Recently, a number of new dating sites have cropped up for married people who wish to hook up. The most concerning dating site that has been launched is also the most nefarious one.

This new dating site works by a person’s geographical location at any point in time. A persons profile is online for only 30 minutes and within that 30 minute window, they will have a number of people available to them who are in the same geographical area.

In the past, if a cheating spouse went to the grocery store for 45 minutes this was not unusual. A betrayed spouse could know they were really going to the store for some milk. Or, if a spouse is 45 minutes late due to the commute, this is also not unusual… until now.

With this new hookup site, they can post a profile and be hooking up with a complete stranger within a 30 minute window of time.

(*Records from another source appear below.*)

PR #4976, opened 2022-07-01
Implement Haskell's "span" as "snip" in 6.e

lizmat:
Inspired by https://stackoverflow.com/questions/72809469/in-raku-how-does-one-write-the-equivalent-of-haskells-span-function

This implements both the method as well as the sub version of "span".

For more flexibility, the condition can also be a List of conditions
(in the sub case), or just have multiple conditions (in the method case).

    .say for span * < 10, 2, 2, 2, 5, 5, 7, 13, 9, 6, 2, 20, 4;
    (2 2 2 5 5 7)
    (13 9 6 2 20 4)

    .say for span (* < 10, * < 20), 2, 2, 2, 5, 5, 7, 13, 9, 6, 2, 20, 4;
    (2 2 2 5 5 7)
    (13 9 6 2)
    (20 4)

    .say for (2, 2, 2, 5, 5, 7, 13, 9, 6, 2, 20, 4).span( * < 5, * < 10 );
    (2 2 2)
    (5 5 7)
    (13 9 6 2 20 4)

Span documentation: https://hackage.haskell.org/package/base-4.16.1.0/docs/Prelude.html#v:span


jnthn:
Functionality wise, it seems like a useful addition. I'm not really sure about the name `span`; none of the meanings of the verb "to span" seem to really describe what this does. Maybe something more like "partition"?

After which point their profile is deleted, and there is no longer any trace of their profile being on the site.  If someone were to have a private investigator check for a profile, it wouldn’t be there.

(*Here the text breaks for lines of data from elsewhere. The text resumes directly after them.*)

PR #4977, opened 2022-07-03
Implement coercion via new-disp and re-consider return typechecking dispatcher

vrurg:
All cases covered except for `Type1(Type2())` where recursive dispatching is required.

As to the return typechecking, the following is now valid:

```raku
    subset SmallValue of Rat:D where *.abs < 0.5;
    sub small-value($v --> SmallValue()) { $x }
    say small-value("0.2"); # 0.2
    small-value("1.3"); # will throw
```

### DIFF
--- a/src/Perl6/Actions.nqp
+++ b/src/Perl6/Actions.nqp
@@ -9674,6 +9674,14 @@ class Perl6::Actions is HLL::Actions does STDActions {
                             QAST::Op.new(
                                 :op('bind'),
                                 QAST::Var.new(:name($name), :scope('local')),
+#?if moar
+                                QAST::Op.new(
+                                    :op<dispatch>,
+                                    QAST::SVal.new(:value<raku-coercion>),
+                                    QAST::Var.new(:name($low_param_type), :scope<local>),
+                                    QAST::Var.new(:name($name), :scope<local>))))));
+#?endif
+#?if !moar
                                 QAST::Op.new(
                                     :op('callmethod'),
                                     :name('coerce'),
@@ -9682,6 +9690,7 @@ class Perl6::Actions is HLL::Actions does STDActions {
                                         QAST::Var.new(:name($low_param_type), :scope('local'))),
                                     QAST::Var.new(:name($low_param_type), :scope('local')),
                                     QAST::Var.new(:name($name), :scope('local')))))));
+#?endif
             }
             elsif nqp::can($ptype_archetypes, 'coercive') && $ptype_archetypes.coercive {
                 $decont_name_invalid := 1;
@@ -9700,12 +9709,21 @@ class Perl6::Actions is HLL::Actions does STDActions {
                         QAST::Op.new(
                             :op('bind'),
                             QAST::Var.new( :name($name), :scope('local') ),
+#?if moar
+                            QAST::Op.new(
+                                :op<dispatch>,
+                                QAST::SVal.new(:value<raku-coercion>),
+                                QAST::WVal.new(:value($param_type)),
+                                QAST::Var.new(:name($name), :scope<local>)))));
+#?endif
+#?if !moar
                             QAST::Op.new(
                                 :op('callmethod'),
                                 :name('coerce'),
                                 QAST::WVal.new(:value($param_type.HOW)),
                                 QAST::WVal.new(:value($param_type)),
                                 QAST::Var.new( :name($name), :scope('local') )))));
+#?endif
             }
 
             # If it's optional, do any default handling.
--- a/src/Perl6/Metamodel/CoercionHOW.nqp
+++ b/src/Perl6/Metamodel/CoercionHOW.nqp
@@ -112,30 +112,35 @@ class Perl6::Metamodel::CoercionHOW
 
     # Coercion protocol method.
     method coerce($obj, $value) {
+#?if moar
+        nqp::dispatch('raku-coercion', $obj, $value)
+#?endif
+#?if !moar
         nqp::istype($value, $!target_type)
           ?? $value                             # already done
           !! self."!coerce_TargetType"($obj, $value)
+#?endif
     }
 
     # Attempt coercion on TargetType
     method !coerce_TargetType($obj, $value) {
-        my $constraint    := $!constraint_type;
-        my $constraintHOW := $constraint.HOW;
-        $value := $constraintHOW.coerce($constraint, $value)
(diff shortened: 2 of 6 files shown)


vrurg:
# Benchmarks Methodology

The script used for benchmarking is provided below. It outputs CSV-like output which can be later pulled into a spreadsheet. The benchmark first warms up the VM, then does the actual test. Each series includes:

1. Bare loop speed to provide the impression of how much the whole coercion takes minus the loop itself and variable assignment.
2. Coercion via `$obj.Type`
3. Via `COERCE` method
4. Via `new` method

For each of 2,3,4 items two times are measured: the actual timing of the loop, including the assignment and loop times; and the pure time the coercion protocol takes, excluding the loop, the assignment, and even the time corresponding coercion method takes. I.e. it is the pure time of the coercion infrastructure code, user code excluded.

Series are then repeated five times. After importing the data into a spreadsheet I take the minimal time for each measurement based on the idea that anything above that are overheads of the system and the language core like GC kicking in or alike.

```raku
class CNew {
    has $.val;
    multi method new(Int:D $val) {
        samewith :$val;
    }
}

class CCOERCE {
    has $.val;
    multi method COERCE(Int:D $val) {
        self.new :$val;
    }
}

class CType {
    has $.val;
    method Int { $.val }
}

constant WARM-UPS = 10000;
constant REPETITIONS = 100000;

sub bench-type($warmup = False) {
    my $reps = $warmup ?? WARM-UPS !! REPETITIONS;

    my $c = CType.new(:val(11));

    my $dst = now;
    for ^$reps {
        my $int = $c.Int;
    }
    my $dtime = now - $dst;

    my $cst = now;
    for ^$reps {
        my $int = Int($c);
    }
    my $ctime = now - $cst;

    $ctime, ($ctime - $dtime)
}

sub bench-COERCE($warmup = False) {
    my $reps = $warmup ?? WARM-UPS !! REPETITIONS;
    my $dst = now;
    for ^$reps {
        my $c = CCOERCE.COERCE($_);
    }
    my $dtime = now - $dst;

    my $cst = now;
    for ^$reps {
        my $c = CCOERCE($_);
    }
    my $ctime = now - $cst;

    $ctime, ($ctime - $dtime)
}

sub bench-new($warmup = False) {
    my $reps = $warmup ?? WARM-UPS !! REPETITIONS;
    my $dst = now;
    for ^$reps {
        my $c = CNew.new($_);
    }
    my $dtime = now - $dst;

    my $cst = now;
    for ^$reps {
        my $c = CNew($_)
    }
    my $ctime = now - $cst;

    $ctime, ($ctime - $dtime)
}

sub bench-loop($warmup = False) {
    my $reps = $warmup ?? WARM-UPS !! REPETITIONS;
    my $st = now;
    for ^$reps {
        my $v = $_;
    }
    my $ftime = now - $st;
}

my @h = ('Bare Loop', '.Type Loop', '.Type Pure', '.COERCE Loop', '.COERCE Pure', '.new Loop', '.new Pure');
say @h.map(*.raku).join(", ");

for ^5 {
    my @res;
    bench-loop(True);
    @res.push: bench-loop;

    bench-type(True);
    @res.append: bench-type;

    bench-COERCE(True);
    @res.append: bench-COERCE;

    bench-new(True);
    @res.append: bench-new;
    say @res.join(", ");
}
```

vrurg:
# Benchmark Results

`master` here is the latest master branch with @lizmat optimizations. Columns with `Loop` are full timing of loops. `Pure` correspond to the pure timing of the coercion infrastructure code.

What I can say: new-disp is still amazing me!

| Compared To | .Type Loop | .Type Pure | .COERCE Loop | .COERCE Pure | .new Loop | .new Pure |
| --- | --- | --- | --- | --- | --- | --- |
| **2022.06**     |      1.97 | 2.45 | 6.39 | 15.36 | 2.76 | 13.13 |
| **master**      | 1.24 | 1.36 | 4.41 | 9.99 | 2.60 | 11.46 |

Here are results for @lizmat optimizations too, based on the same set of data:

| Compared To | ".Type Loop" | ".Type Pure" | ".COERCE Loop" | ".COERCE Pure" | ".new Loop" | ".new Pure" |
| -- | -- | -- | -- | -- | -- | -- |
| **2022.06** | 1.59 | 1.80 | 1.45 | 1.54 | 1.06 | 1.15 |

The interesting observation here is about `COERCE` and `new`. Since these are the least used coercion methods they're considered later in the original coercion code in metamodel. Correspondingly, it takes most time to invoke them, what is clearly visible from the second table. Hence, the numbers in the first table where _new-disp_ allows to bypass all the other checks and invoke the methods nearly immediately thus sparing us a **lot** of CPU cycles. 

I could expect the timing to be even better for `new` since the coercion code invoking it has to use `try`/`CATCH` in order to intercept `X::Constructor::Positional` and convert it into `no coercion method found` error. Thus, the thunk becomes un-inlinable. Consequently, `new` is still 2.3 times slower than `COERCE` (BTW, it is 2.66 times slower on _master_).

But because `new` is barely used for this purpose, and because `COERCE` is supposed to be the primary method of indirect coercion, I think there is no need in getting rid of the exception handling.

vrurg:
I have it as a draft for now because if time allows I'd like to finish @jnthn work on return values where currently the only allowed method of coercion is `.Type`.

vrurg:
Work done and ready for merge.

vrurg:
The latter changes include special case of a "single" new, I.e. for a case when only one `new` method candidate matches the value we're about to coerce, and it is not from `Mu` (in which case it is "no coercion method found" error). When we know the candidate is the one to be used for the actual coercion, it is possible to avoid  `try`/`CATCH` in the coercer code. With this in mind I have update the benchmarking script ([see this gist](https://gist.github.com/vrurg/711f43e466f0fa3c88e2fef66139fa35)) and the following table are the results:



Compared To | .Type Loop | .Type Pure | .COERCE Loop | .COERCE Pure | .new Multi Loop | .new Multi Pure | .new Single Loop | .new Single Pure | Assign Loop | Assign Pure
-- | -- | -- | -- | -- | -- | -- | -- | -- | -- | --
**2022.06** | 1.91 | 2.40 | 5.95 | 21.13 | 2.65 | 17.26 | 8.59 | 40.09 | 3.21 | 3.63
**master** | 1.15 | 1.27 | 3.80 | 12.68 | 2.31 | 14.57 | 7.33 | 33.66 | 2.22 | 2.46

This new app literally covers all the tracks of cheaters. They can meet a stranger within minutes for a quick hook up. This site was built for people who want to hook up anonymously and immediately. They can do so and leave no trace of their actions.

What About Trust?

I know some of you are thinking that this is where trust plays a role, I agree with you. This article is mainly for people who are unsure of whether or not their spouse is still looking elsewhere, or concerned their spouse may have relapsed.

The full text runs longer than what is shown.